The researchers, from Johns Hopkins University and the U.S. Army Research Laboratory, created a variety of grippers out of thin layers of silicon oxide, using electron-beam lithography to fashion devices with three or four gripping arms, ranging from 10 to 70 µm in length. The arms extend from a square base, where a cell would sit. At the base of each arm, the team built a hinge, consisting of two thin layers of silicon oxide and silicon dioxide. Stress between the two layers causes the hinges to bend, drawing the arms closed.
To make a lab device to capture and analyze many cells at once, the team built the bases of the grippers directly on a silicon chip. Then they added a dissolvable layer of copper and deposited the arms and hinges on top of that. The researchers pipetted a liquid cell culture containing cancer cells from mice on their chip, and as the water in the culture dissolved away the copper, the arms closed around the cells. Gaps between the arms allowed nutrients and metabolites to flow in and out, keeping the cells alive. The thin silicon was transparent, so the team could image the captured cells.
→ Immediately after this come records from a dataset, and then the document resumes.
PR #3169, opened 2025-08-21
add new preact signal like type

lrsterrett:
Adds `RemoteSignalLike` interface for use in all surfaces.

Checkout extends this interface to maintain backwards compatibility with `StatefulRemoteSubscribable`

### 🎩

Tophatted locally with a symlink to local package. `.value` type shows up for expected checkout APIs

### Checklist

### DIFF
--- a/packages/ui-extensions/src/shared.ts
+++ b/packages/ui-extensions/src/shared.ts
@@ -937,3 +937,17 @@ export interface GraphQLError {
     code: string;
   };
 }
+
+/**
+ * Represents a read-only value managed on the main thread that an extension can subscribe to.
+ *
+ * Example: Checkout uses this to manage the state of an object and
+ * communicate state changes to extensions running in a sandboxed web worker.
+ *
+ * This interface is compatible with Preact's ReadonlySignal:
+ * https://github.com/preactjs/signals/blob/a023a132a81bd4ba4a0bebb8cbbeffbd8c8bbafc/packages/core/src/index.ts#L700-L709
+ */
+export interface ReadonlySignalLike<T> {
+  readonly value: T;
+  subscribe(fn: (value: T) => void): () => void;
+}
--- a/packages/ui-extensions/src/surfaces/checkout/api/shared.ts
+++ b/packages/ui-extensions/src/surfaces/checkout/api/shared.ts
@@ -1,4 +1,4 @@
-import type {CountryCode} from '../../../shared';
+import type {CountryCode, ReadonlySignalLike} from '../../../shared';
 
 export interface ValidationError {
   /**
@@ -147,4 +147,15 @@ export interface ShippingAddress extends MailingAddress {
    * Specifies whether the address should be saved to the buyer's account.
    */
   oneTimeUse?: boolean;
+}
+
+/**
+ * A remote-subscribable object exposed to a sandboxed web worker.
+ *
+ * Example: extensions use this to get updates about an object
+ * managed by Checkout on the main thread.
+ */
+export interface StatefulRemoteSubscribable<T> extends ReadonlySignalLike<T> {
+  readonly current: T;
+  destroy(): Promise<void>;
 }
--- a/.changeset/afraid-feet-jog.md
+++ b/.changeset/afraid-feet-jog.md
@@ -1,0 +1,5 @@
+---
+'@shopify/ui-extensions': minor
+---
+
+add signal-like value property to checkout api
--- a/packages/ui-extensions/src/surfaces/checkout.ts
+++ b/packages/ui-extensions/src/surfaces/checkout.ts
@@ -84,6 +84,7 @@ export type {
   ValidationError,
   MailingAddress,
   ShippingAddress,
+  StatefulRemoteSubscribable,
 } from './checkout/api/shared';
 
 export type {
--- a/packages/ui-extensions/src/surfaces/checkout/api/cart-line/cart-line-item.ts
+++ b/packages/ui-extensions/src/surfaces/checkout/api/cart-line/cart-line-item.ts
@@ -1,5 +1,4 @@
-import type {StatefulRemoteSubscribable} from '@remote-ui/async-subscription';
-
+import type {StatefulRemoteSubscribable} from '../shared';
 import type {CartLine} from '../standard/standard';
 
 export interface CartLineItemApi {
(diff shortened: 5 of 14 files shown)


packages/ui-extensions/src/surfaces/checkout/api/shared.ts
```diff
@@ -148,3 +148,34 @@ export interface ShippingAddress extends MailingAddress {
...
+}
+
+/**
+ * A remote-subscribable object exposed to a sandboxed web worker.
+ *
+ * Example: extensions use this to get updates about an object
+ * managed by Checkout on the main thread.
+ *
+ * This interface is compatible with Preact's ReadonlySignal:
+ * https://github.com/preactjs/signals/blob/a023a132a81bd4ba4a0bebb8cbbeffbd8c8bbafc/packages/core/src/index.ts#L700-L709
```
js-goupil: This looks like it's referencing a specific commit, should it be main or something like that? 
```suggestion
 * https://github.com/preactjs/signals/blob/main/packages/core/src/index.ts#L700-L709
```

packages/ui-extensions/src/surfaces/checkout/api/shared.ts
```diff
@@ -148,3 +148,34 @@ export interface ShippingAddress extends MailingAddress {
...
+ */
+export interface StatefulRemoteSubscribable<T> {
+  readonly value: T;
+  readonly current: T;
+  subscribe(subscriber: Subscriber<T>): () => void;
+  destroy(): Promise<void>;
```
js-goupil, line 160: I know this is likely more for backward compatibility, but doesn't the subscribe method return a teardown that would achieve the same thing?

js-goupil (commented):
I was under the impression though that we were moving towards the new terminology established in [this repo](https://github.com/Shopify/ui-api-design/blob/main/ui-api-design/shared/subscribable.ts). ie we'd be moving away from the `RemoteSubscribable`, `StatefulSubscribable` terminology. I don't have that strong of an opinion on the matter, but I thought we'd have to adhere to the new standard

packages/ui-extensions/src/surfaces/checkout/api/shared.ts
lrsterrett: Yes, and this is purely for backward compatibility so any extensions already started in 2025-10-rc don't break.

lrsterrett:
> I was under the impression though that we were moving towards the new terminology established in [this repo](https://github.com/Shopify/ui-api-design/blob/main/ui-api-design/shared/subscribable.ts). ie we'd be moving away from the `RemoteSubscribable`, `StatefulSubscribable` terminology. I don't have that strong of an opinion on the matter, but I thought we'd have to adhere to the new standard

@js-goupil  Yea, I kept these names as they were so that the imports of this type wouldn't have to change everywhere in checkout-web. That was before reading through that [slack thread](https://shopify.slack.com/archives/C04PUQ93D7Y/p1754406082371879) though. 

That being said, I think we're looking to land this type in checkout surface and then come back to use whatever shared type we create later. I don't think this will cause much external confusion in the meantime as they are used to seeing this type name. We just basically add the `.value` property for now. But am open to your and @kumar303 's thoughts

packages/ui-extensions/src/surfaces/checkout/api/shared.ts
lrsterrett: thinking it could change line positions on a specific branch like main, right?

kumar303: Yeah, referencing the commit is safer in case the code gets moved around. It's a pretty stable interface so it probably won't change.

packages/ui-extensions/src/surfaces/checkout/api/shared.ts
```diff
@@ -148,3 +148,34 @@ export interface ShippingAddress extends MailingAddress {
...
+/**
+ * A remote-subscribable object managed on the main thread.
+ *
+ * Example: Checkout uses this to manage the state of an object and
+ * communicate state changes to extensions running in a sandboxed web worker.
+ */
+export interface RemoteSubscribable<T> {
+  readonly initial: T;
+  subscribe(subscriber: Subscriber<T>): MaybePromise<RemoteSubscribeResult<T>>;
+}
```
kumar303: This expresses a subscribable on the main thread. It's irrelevant to the public `ui-extensions` library and I think it was a mistake to move it into the library in https://github.com/shop/world/pull/127597 (private link).  We should delete it and move it back to the checkout codebase which is the only place it's needed.

packages/ui-extensions/src/surfaces/checkout/api/shared.ts
kumar303: Checkout is the only surface that needs a backwards compatible subscribable. Let's keep it in Checkout but expose the shared type in the new aligned-on shape ([private alignment spec](https://github.com/Shopify/ui-api-design/blob/main/ui-api-design/shared/subscribable.ts)). I agree with the earlier comments that we should pick a new name 🚲🚪 I suggest a name that communicates how it's closely related to a signal:

```ts
// In src/shared.ts
export interface ReadonlySignalLike<T> {
  readonly value: T;
  subscribe(subscriber: Subscriber<T>): () => void;
}

// In src/surfaces/checkout/api/shared.ts
export interface StatefulRemoteSubscribable<T> extends ReadonlySignalLike<T> {
  readonly current: T;
  destroy(): Promise<void>;
}
```

kumar303 (commented):
Some thoughts...

packages/ui-extensions/src/shared.ts
```diff
@@ -937,3 +937,17 @@ export interface GraphQLError {
...
+/**
+ * Represents a read-only value managed on the main thread that an extension can subscribe to.
+ *
+ * Example: Checkout uses this to manage the state of an object and
+ * communicate state changes to extensions running in a sandboxed web worker.
+ *
+ * This interface is compatible with Preact's ReadonlySignal:
+ * https://github.com/preactjs/signals/blob/a023a132a81bd4ba4a0bebb8cbbeffbd8c8bbafc/packages/core/src/index.ts#L700-L709
+ */
+export interface ReadonlySignalLike<T> {
```
lrsterrett, line 950: The interface we all (surfaces) actually want 😄

js-goupil (approved):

But the grippers could also be free-floating and used to capture cells in the bloodstream, says David H. Gracias, a biomolecular engineer at Johns Hopkins, who led the team. In that case, the grippers would be coated with a rigid polymer holding the arms open. After injection into the bloodstream, a trigger, such as body heat or a change in pH, would cause the polymer to soften, allowing the grippers to close around cells. Researchers could then collect the devices to analyze the cells. Gracias’s team has already used larger grippers to biopsy cells from a pig colon (Gastroenterology 2013, DOI: 10.1053/j.gastro.2013.01.066), but the hope is these tiny claws will allow them to do it inside veins.
Gracias hopes to add other functions to the claws, such as attaching antibodies to the arms to target specific cells.